[Dataset excerpts]
^^^^
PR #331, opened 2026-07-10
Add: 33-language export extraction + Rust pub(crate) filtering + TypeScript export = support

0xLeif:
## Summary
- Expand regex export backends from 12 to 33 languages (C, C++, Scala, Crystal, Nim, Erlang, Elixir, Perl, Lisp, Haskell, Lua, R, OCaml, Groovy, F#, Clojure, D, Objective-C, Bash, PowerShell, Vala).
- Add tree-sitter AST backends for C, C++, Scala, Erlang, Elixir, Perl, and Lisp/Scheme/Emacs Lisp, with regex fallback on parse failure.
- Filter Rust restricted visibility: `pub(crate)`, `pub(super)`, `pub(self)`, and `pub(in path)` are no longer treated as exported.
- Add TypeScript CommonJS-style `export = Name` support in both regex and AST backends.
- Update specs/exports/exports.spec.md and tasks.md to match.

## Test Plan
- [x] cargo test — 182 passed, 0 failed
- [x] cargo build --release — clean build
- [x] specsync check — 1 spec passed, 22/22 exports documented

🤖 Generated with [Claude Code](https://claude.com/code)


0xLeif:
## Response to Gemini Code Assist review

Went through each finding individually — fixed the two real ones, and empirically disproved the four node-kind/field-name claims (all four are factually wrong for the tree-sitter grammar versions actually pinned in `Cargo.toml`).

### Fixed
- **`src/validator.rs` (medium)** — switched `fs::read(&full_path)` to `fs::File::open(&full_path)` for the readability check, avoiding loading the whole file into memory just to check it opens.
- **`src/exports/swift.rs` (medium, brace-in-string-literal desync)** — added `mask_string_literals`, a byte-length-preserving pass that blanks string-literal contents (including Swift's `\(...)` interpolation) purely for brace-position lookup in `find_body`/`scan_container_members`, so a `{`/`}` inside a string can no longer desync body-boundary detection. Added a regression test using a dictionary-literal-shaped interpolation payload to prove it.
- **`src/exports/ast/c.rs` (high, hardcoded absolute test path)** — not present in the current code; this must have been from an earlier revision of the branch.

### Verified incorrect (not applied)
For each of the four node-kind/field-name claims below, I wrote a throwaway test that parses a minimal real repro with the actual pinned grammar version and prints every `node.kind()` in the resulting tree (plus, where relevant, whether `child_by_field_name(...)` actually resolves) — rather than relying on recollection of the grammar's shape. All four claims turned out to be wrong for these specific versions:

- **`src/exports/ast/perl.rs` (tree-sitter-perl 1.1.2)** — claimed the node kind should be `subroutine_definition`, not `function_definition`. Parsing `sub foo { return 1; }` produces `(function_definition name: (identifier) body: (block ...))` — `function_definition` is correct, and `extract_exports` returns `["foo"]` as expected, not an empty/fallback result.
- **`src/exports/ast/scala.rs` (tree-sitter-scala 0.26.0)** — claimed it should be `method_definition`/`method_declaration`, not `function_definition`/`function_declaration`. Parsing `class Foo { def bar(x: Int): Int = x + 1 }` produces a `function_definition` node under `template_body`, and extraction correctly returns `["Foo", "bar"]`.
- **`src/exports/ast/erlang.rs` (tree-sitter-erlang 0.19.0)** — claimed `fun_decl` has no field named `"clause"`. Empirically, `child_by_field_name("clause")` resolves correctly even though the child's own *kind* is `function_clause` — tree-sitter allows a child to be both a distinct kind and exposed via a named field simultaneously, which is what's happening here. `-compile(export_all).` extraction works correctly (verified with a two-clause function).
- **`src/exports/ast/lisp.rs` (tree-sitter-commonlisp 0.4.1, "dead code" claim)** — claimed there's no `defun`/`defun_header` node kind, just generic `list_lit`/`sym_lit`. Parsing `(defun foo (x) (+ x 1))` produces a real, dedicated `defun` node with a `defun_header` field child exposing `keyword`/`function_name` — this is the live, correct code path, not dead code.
^^^^
§ **WHAT IS BEING ASKED**: The answer must consist of every entry, set down exactly as given.

§ **OUTPUT**:
PR #331, opened 2026-07-10
Add: 33-language export extraction + Rust pub(crate) filtering + TypeScript export = support

0xLeif:
## Summary
- Expand regex export backends from 12 to 33 languages (C, C++, Scala, Crystal, Nim, Erlang, Elixir, Perl, Lisp, Haskell, Lua, R, OCaml, Groovy, F#, Clojure, D, Objective-C, Bash, PowerShell, Vala).
- Add tree-sitter AST backends for C, C++, Scala, Erlang, Elixir, Perl, and Lisp/Scheme/Emacs Lisp, with regex fallback on parse failure.
- Filter Rust restricted visibility: `pub(crate)`, `pub(super)`, `pub(self)`, and `pub(in path)` are no longer treated as exported.
- Add TypeScript CommonJS-style `export = Name` support in both regex and AST backends.
- Update specs/exports/exports.spec.md and tasks.md to match.

## Test Plan
- [x] cargo test — 182 passed, 0 failed
- [x] cargo build --release — clean build
- [x] specsync check — 1 spec passed, 22/22 exports documented

🤖 Generated with [Claude Code](https://claude.com/code)


0xLeif:
## Response to Gemini Code Assist review

Went through each finding individually — fixed the two real ones, and empirically disproved the four node-kind/field-name claims (all four are factually wrong for the tree-sitter grammar versions actually pinned in `Cargo.toml`).

### Fixed
- **`src/validator.rs` (medium)** — switched `fs::read(&full_path)` to `fs::File::open(&full_path)` for the readability check, avoiding loading the whole file into memory just to check it opens.
- **`src/exports/swift.rs` (medium, brace-in-string-literal desync)** — added `mask_string_literals`, a byte-length-preserving pass that blanks string-literal contents (including Swift's `\(...)` interpolation) purely for brace-position lookup in `find_body`/`scan_container_members`, so a `{`/`}` inside a string can no longer desync body-boundary detection. Added a regression test using a dictionary-literal-shaped interpolation payload to prove it.
- **`src/exports/ast/c.rs` (high, hardcoded absolute test path)** — not present in the current code; this must have been from an earlier revision of the branch.

### Verified incorrect (not applied)
For each of the four node-kind/field-name claims below, I wrote a throwaway test that parses a minimal real repro with the actual pinned grammar version and prints every `node.kind()` in the resulting tree (plus, where relevant, whether `child_by_field_name(...)` actually resolves) — rather than relying on recollection of the grammar's shape. All four claims turned out to be wrong for these specific versions:

- **`src/exports/ast/perl.rs` (tree-sitter-perl 1.1.2)** — claimed the node kind should be `subroutine_definition`, not `function_definition`. Parsing `sub foo { return 1; }` produces `(function_definition name: (identifier) body: (block ...))` — `function_definition` is correct, and `extract_exports` returns `["foo"]` as expected, not an empty/fallback result.
- **`src/exports/ast/scala.rs` (tree-sitter-scala 0.26.0)** — claimed it should be `method_definition`/`method_declaration`, not `function_definition`/`function_declaration`. Parsing `class Foo { def bar(x: Int): Int = x + 1 }` produces a `function_definition` node under `template_body`, and extraction correctly returns `["Foo", "bar"]`.
- **`src/exports/ast/erlang.rs` (tree-sitter-erlang 0.19.0)** — claimed `fun_decl` has no field named `"clause"`. Empirically, `child_by_field_name("clause")` resolves correctly even though the child's own *kind* is `function_clause` — tree-sitter allows a child to be both a distinct kind and exposed via a named field simultaneously, which is what's happening here. `-compile(export_all).` extraction works correctly (verified with a two-clause function).
- **`src/exports/ast/lisp.rs` (tree-sitter-commonlisp 0.4.1, "dead code" claim)** — claimed there's no `defun`/`defun_header` node kind, just generic `list_lit`/`sym_lit`. Parsing `(defun foo (x) (+ x 1))` produces a real, dedicated `defun` node with a `defun_header` field child exposing `keyword`/`function_name` — this is the live, correct code path, not dead code.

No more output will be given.